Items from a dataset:

Segment Open

PR #235, opened 2023-04-14
Add test case for M0023 timeout of dynamic bands

otterdahl:
The M0023 command was added in SXL 1.1. This PR adds a test case for this command

### DIFF
--- a/Gemfile.lock
+++ b/Gemfile.lock
@@ -32,7 +32,7 @@ GEM
     nio4r (2.5.9)
     rake (13.0.6)
     regexp_parser (2.7.0)
-    rsmp (0.17.2)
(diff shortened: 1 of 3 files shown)


otterdahl:
The Gem TLC doesn't seem to support M0023 yet

emiltin:
> The Gem TLC doesn't seem to support M0023 yet

right

emiltin:
I added support for M0023 in the gem tlc. It's simplistic, and is not yet actually used in the dynamic bands. But it makes the test pass.

I added a check for setting the timeout to 10 (in addtional to the existing timeout of 0)

emiltin:
rebased on master

otterdahl:
Looks good

PR #236, opened 2023-04-14
activate inputs for raising alarms, and retire scripts

emiltin:
Removes all support for external scripts as a way of activating alarms. Insteed we now rely on acticating inputs. 
Relevant tests have been refactored and now use the helper with_alarm_activated().

### DIFF
--- a/.github/workflows/gem_supervisor.yml
+++ b/.github/workflows/gem_supervisor.yml
@@ -30,7 +30,7 @@ jobs:
 
     - name: Run tests
       shell: bash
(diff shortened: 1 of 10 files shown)


emiltin:
should fix #22.
@otterdahl do you agree on retiring scripts, and relying only on input activation?

otterdahl:
Yes, it's OK. Scripts was a temporary workaround and was prone to failure. The only downside to using inputs is that is requires a special configuration of the TLC, but I think we can live with that.

PR #237, opened 2023-04-14
Add test case for S0032 coordinated control

otterdahl:
S0032 coordinated control was added in SXL 1.1. This PR adds a test case for it


otterdahl:
The tests seem to pass. Merge?

PR #239, opened 2023-04-28
fix workflow test selection

emiltin:


emiltin:
for some reason, workflow files for physical tlc's was running only an alarm test. this pr fixes it.

it also removes the --tag "~script" from the gem tests. we now rely only on activation inputs for triggering alarms, which means all tests can be run on the gem TLC emulator. There's a test that take 1min, because it tests a timeout. I've choosen to run this as well, so we run every tests.

PR #243, opened 2023-05-04
Docker doc

emiltin:


emiltin:
fixed, but GH pages does not update the site before the gh-pages branch is updated. maybe look into the new option to build gh pages from an action.

emiltin:
The best would be to have a separate gh-pages site to push when a PR is opened. It would act as a staging server, so we can view how the updates docs would look when published with gh-pages. 

A git repo can only have one gh-pages site, but it possible to keep a separate github repo that acts as a staging server, and use workflow dispatch to update the staging server gh-pages site whenever the PR is updated.

What we've lived with so far is simply that our site is only updated when we psuh to master. So we have no way of checking the result beforehand.

emiltin:
for now i'll simply update docs. we can improve work on a staging server for our doc site later if neeeded

emiltin:
closing this PR, will reopen one form the docs branch, so that docs are rebuild

PR #253, opened 2023-05-15
Fix timeout for test cases for invalid status

otterdahl:
The test cases for invalid status seems to use the timeout for command response. Most likely, it should use the timeout for status response instead.


otterdahl:
Added e902a9ea20adcf63eee0d97249b4440bc9374c4f too by mistake

emiltin:
Merging.
PS: You can use `rebase -i master` to remove/squash/rename commits.

PR #256, opened 2023-05-17
Alarm component, fixes #247

### LINKED ISSUE #247: 'A0301 can be acknowledged when input is activated' uses main_component ID, but should use detector logic component ID
According to the SXL specification (1.0.14 through 1.1) alarm A0301 belongs to the "Detector Logic" object type, but the test is using the main_component ID when sending an alarm acknowledge.

emiltin:
Uses component in alarm tests.

Note that the config for when you run a gem TLC site changed slightly, so that the component can be specified: 
https://github.com/rsmp-nordic/rsmp/pull/48

The test config format also changed slight, so that you can specify the componet:

```yaml
alarm_activation:
  A0301: 
    input: 152
    component: KK+AG9998=001DL001
```

This means that exisist configs must be updated.


emiltin:
One of the tests uses A0302, I changed this to A301 - is this OK? It did seem like there was any real reason for using A302, so for the time being I think it's easier to use the same alarm for all tests, so that the configs are simpler.

otterdahl:
> One of the tests uses A0302, I changed this to A301 - is this OK? It did seem like there was any real reason for using A302, so for the time being I think it's easier to use the same alarm for all tests, so that the configs are simpler.

The reason we used A0302 (and not A0301) is because A0302 is a logic error (and not hardware). This means it is  easier to trigger it though software.

As the description for A0302 states, this alarm triggers if (a detector is continuously on or off during an extended time. If this condition is met, this is triggers an error. Setting Input and using a special configuration in the TLC, we can change this time and trigger the alarm after a very short delay.

We haven't figured out a way to trigger hardware alarms - unless the TLC has some special ability to simulate those.

emiltin:
So should we use A0302 for all the tests?

otterdahl:
> So should we use A0302 for all the tests?

Yeah, we might as well do that.

emiltin:
Ok. The test 'Clock is used for alarm timestamp' also uses A0301. Guess we change that to A0302 as well?

otterdahl:
> Ok. The test 'Clock is used for alarm timestamp' also uses A0301. Guess we change that to A0302 as well?

Yes I think so. It makes it more consistent

PR #272, opened 2023-05-25
merge #267 (fix itc2 workflow) to master

emiltin:
#267 fixed the itc-2 workflow. a PR against the equipment triggers the EC-2, ITC-2 and ITC-3 tests, but when merged, the changes of course go to the equipment branch, so they are not yet in the master branch. the daily test runs are done from master, so we need to merge equipment to master, which this pr does.

### DIFF
--- a/.github/workflows/swarco_itc2.yml
+++ b/.github/workflows/swarco_itc2.yml
@@ -18,12 +18,10 @@ jobs:
 
       - name: Install wine32
         run: |
+          sudo rm -f /etc/apt/sources.list.d/microsoft-prod.list
           sudo dpkg --add-architecture i386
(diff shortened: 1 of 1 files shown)


emiltin:
It's a bit inconvenient to have to first do a PR against equipment, then merge to master.

As an alternative, do could perhaps trigger the equipment tests when when a specific label is set. then we could do a PR against master (or any other branch if needed), and just add a `equipment` label when we want equipment tests to run?

otterdahl:
Yeah. Using labels seems like a good idea. In that case, we don't need `equipment` as a branch, only as a `label` on the PR. Let's try that

PR #312, opened 2023-05-30
trigger workflow by label

emiltin:


emiltin:
Seems to work. Equipment tests start when you add the 'equipment' label.

emiltin:
So the workflow now is that you can create a PR against master (or any other branch). If you want equipment tests (ec2, itc3, itc3) to run, just add the 'equipment' label.

PR #326, opened 2023-06-22
update rsmp, to use async 2

emiltin:


emiltin:
hi @otterdahl this PR pulls in the latest rsmp gem, which upgrades the async dependciy to version 2. this changes means we no longer support older Ruby version 3.0 o 3.1, only the newer 3.2 series. just a heads up in case it needs upgrading the our test hub PCs.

Segment Closed

WHAT THE TASK ASKS:
Reproduce the entries above exactly, starting at their first line and finishing with the line that contains "shell: bash".

RESPONSE TO THE EXERCISE:
PR #235, opened 2023-04-14
Add test case for M0023 timeout of dynamic bands

otterdahl:
The M0023 command was added in SXL 1.1. This PR adds a test case for this command

### DIFF
--- a/Gemfile.lock
+++ b/Gemfile.lock
@@ -32,7 +32,7 @@ GEM
     nio4r (2.5.9)
     rake (13.0.6)
     regexp_parser (2.7.0)
-    rsmp (0.17.2)
(diff shortened: 1 of 3 files shown)


otterdahl:
The Gem TLC doesn't seem to support M0023 yet

emiltin:
> The Gem TLC doesn't seem to support M0023 yet

right

emiltin:
I added support for M0023 in the gem tlc. It's simplistic, and is not yet actually used in the dynamic bands. But it makes the test pass.

I added a check for setting the timeout to 10 (in addtional to the existing timeout of 0)

emiltin:
rebased on master

otterdahl:
Looks good

PR #236, opened 2023-04-14
activate inputs for raising alarms, and retire scripts

emiltin:
Removes all support for external scripts as a way of activating alarms. Insteed we now rely on acticating inputs. 
Relevant tests have been refactored and now use the helper with_alarm_activated().

### DIFF
--- a/.github/workflows/gem_supervisor.yml
+++ b/.github/workflows/gem_supervisor.yml
@@ -30,7 +30,7 @@ jobs:
 
     - name: Run tests
       shell: bash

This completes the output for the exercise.